**WORK TASK**
Each line of the listing where the string "item" appears is to be identified and copied.

**GIVEN INFORMATION**
PR #2717, opened 2023-11-13
feat: Edit existing mealplan meals

JackBailey:
## What type of PR is this?

- feature

To change a meal plan item, from one to another you have to currently delete and re-add the item. This gets a bit tedious, especially if you're using a note rather than a recipe.

It's just a simple click on the item, and that'll open up an altered version of the "create meal" dialogue, pre-filled with the existing meal information. Only graphical changes are the text for the title and confirm button for the dialogue.

## Testing

I ran through editing the date, type, note or recipe and ran the `make backend-all` command.


frontend/lang/messages/ja-JP.json
boc-the-git, line 1: I can see various language definitions that are modified by this PR (putting this comment against Japan, chosen at random).
I'm not an expert on it, but I'd expect you to only add the definition to English (specifically en-US), rather than also putting it on these other languages.

I fully accept I could be wrong.

@JackBailey is there something that led you to modifying these specific language files?

@michael-genson any thoughts?

JackBailey: Thank you for taking the time to review my PR @boc-the-git.

I added them to non-english languages as it looks like all  of the other languages that haven't been fully translated have the English value. I wasn't sure how the translation process works and if it'd be added to the other languages automatically later not. 

I _did_ mean to add it to all of the languages, not sure why only some were changed, I probably searched the files wrongly. If this isn't the way to do it I can edit this PR so the translation is only for en-US and en-GB (Or add the english value for the rest of the languages), just let me know.

boc-the-git: I think @michael-genson might be more familiar, so let's give him a chance to comment. I _think_ you only need to add the new message to en-US and the rest is sorted out for you.
Probably an area where documentation can be improved (because obviously I don't know the answers either!)

Kuchenpirat: adding the key to the en-US file is enough. Crowdin will pick the new keys up and manage it from there.

JackBailey: Thanks - I've removed the changes to the other language files

frontend/components/global/BaseDialog.vue
```diff
@@ -178,6 +178,7 @@ export default defineComponent({
     close() {
       this.dialog = false;
       this.logDeprecatedProp("close");
+      this.$emit("closed");
```
boc-the-git: This emits `closed`, but in edit.vue you've got `@close="resetDialog()"`.. I'm assuming there's an issue caused by the discrepancy in close vs closed?

frontend/pages/group/mealplan/planner/edit.vue
```diff
@@ -300,19 +311,42 @@ export default defineComponent({
       text: "",
       recipeId: undefined as string | undefined,
       entryType: "dinner" as PlanEntryType,
+      existing: false,
+      id: 0,
+      groupId: ""
```
boc-the-git, line 316: Can you explain the usecase for `groupId` please? (in general, as it doesn't exist in the program prior to your changes)

boc-the-git (commented):
I've added some comments to try and plug gaps in my knowledge.
I think I'd need to test this briefly to be in a position to approve this - not certain when I'll get to that.

frontend/components/global/BaseDialog.vue
JackBailey: It was just a typo, but it looks like there's already "close" emitted so the above change is unneeded.

frontend/pages/group/mealplan/planner/edit.vue
JackBailey: Both id and groupId are unneeded here, was making sure there weren't any type errors but works and lints fine without them.

boc-the-git (approved):
LGTM.
Sorry it took me so long to get back to this @JackBailey. I've given it a brief test as well, and I must say, I like the experience!

PR #2727, opened 2023-11-16
feat: Implement github actions cache, for docker build

boc-the-git:
## What type of PR is this?

- cleanup
- feature

Adds caching to the docker build, giving an incremental speed improvement. Testing section has key info.

None

This is an incremental improvement.. definitely more work to be done here in future I'd think.
We need to get this in use and then see what more we can improve.

## Testing

Using my fork, I performed a number of builds. Represented in the image below. The general pattern I'd read about happened.. first build post-implementation ([1] to [2]) saw a longer run time, then subsequent runs were less ([3]). Having removed the caching change, run time started to creep back up ([4]).

image

I'm not keen to make any huge claims on what benefit this will deliver in practice but the testing showed roughly a ~9% reduction in build time.

### DIFF
--- a/.github/workflows/partial-builder.yml
+++ b/.github/workflows/partial-builder.yml
@@ -46,3 +46,6 @@ jobs:
           tags: ghcr.io/${{ github.repository }}:${{ inputs.tag }}
           build-args: |
             COMMIT=${{ github.sha }}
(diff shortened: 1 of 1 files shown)


michael-genson (approved):
This looks good to me! We'll see how it pans out as we start to use it on more PRs

PR #2746, opened 2023-11-21
feat: Manage data - Improve delete prompt

Kuchenpirat:
## What type of PR is this?

- (mini) feature

Shows which item will get deleted in the Confirmation Prompt. 

image

None

## Testing

Did some manual testing. As this does not touch any of the actual functionality it **should** not break anything


Kuchenpirat:
Have another version with the icon of the item in the front, but that might be a bit too playful.

image

boc-the-git (approved):
Looks good to me, nice QOL improvement

PR #2770, opened 2023-11-28
fix: Missing Title and Metadata

michael-genson:
## What type of PR is this?

_(REQUIRED)_

- bug

_(REQUIRED)_

This restores the recipe tab title (again) and fixes the open graph metadata by using Beautiful Soup to parse the HTML before serving it.

_(REQUIRED)_

N/A, discussed in Discord

## Testing

Pytest. I can't get a local prod instance running to verify this actually works, though I think the tests are comprehensive. If whoever reviews this PR can build a prod instance and verify the metadata appears as it should, that'd be great. My goal with the metadata fixes is to restore the social share previews (e.g. sharing a link on Discord).


frontend/pages/g/_groupSlug/r/_slug/index.vue
```diff
@@ -32,28 +32,28 @@ export default defineComponent({
       const api = usePublicExploreApi(groupSlug.value);
       recipe = useAsync(async () => {
         const { data, error } = await api.explore.recipes.getOne(slug);
-
         if (error) {
           console.error("error loading recipe -> ", error);
           router.push(`/g/${groupSlug.value}`);
         }
 
+        setMeta(data);
```
Kuchenpirat: the metadata will not be set when the recipe belongs to the group of the user. So the page title only changes to the recipe name for non logged in users

michael-genson: Ah you're right, I must've been logged out while testing this. Thanks!
The reason it's in the branch like this is because the metadata wasn't getting set after the async call (so the title was never set). Just fixed it for the logged-in branch using a watcher

Kuchenpirat: why have the watcher in the if _isOwnGroup_ case and not just put it after the if-else statement. Could delete the `setMeta(data)` in the else block

michael-genson: Huh, for some reason I thought that didn't work because the owner block replaces the variable (rather than updating the ref data), but I tested it and it does work, so never mind

michael-genson:
Kuchenpirat was able to build it locally and test the social preview and it's still seeing the old tags, so I'm guessing adding them server side isn't enough. Will investigate

michael-genson:
Made some tweaks to fix the recipe share link and Kuchenpirat confirmed everything's working now. Images are only showing up on some social apps (e.g. Discord), but I think that has something to do with the image size. I'll investigate and try to open another PR, but this PR successfully restores the busted metadata.

Kuchenpirat:
just to add some screenshots:

left side: Discord: where the image of the recipe works
right side: Signal wich apparently needs to have a smaller image size provided

image


update:
just tried a few additional message services. Also works on WhatsApp, Instagram and Telegram so signal seems to be an outlier

Kuchenpirat:
only think that should be noted is that the browser does currently not recieve the updated metadata so here the meta tags will show the default mealie metadata. 

But this is also the current behaviour for mealie.

Kuchenpirat (approved):
Did some more testing and had a good look through the code. LGTM 

Besides Signal every platform i tested it on worked flawlessly.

**RESULT**
To change a meal plan item, from one to another you have to currently delete and re-add the item. This gets a bit tedious, especially if you're using a note rather than a recipe.
It's just a simple click on the item, and that'll open up an altered version of the "create meal" dialogue, pre-filled with the existing meal information. Only graphical changes are the text for the title and confirm button for the dialogue.
Shows which item will get deleted in the Confirmation Prompt. 
Have another version with the icon of the item in the front, but that might be a bit too playful.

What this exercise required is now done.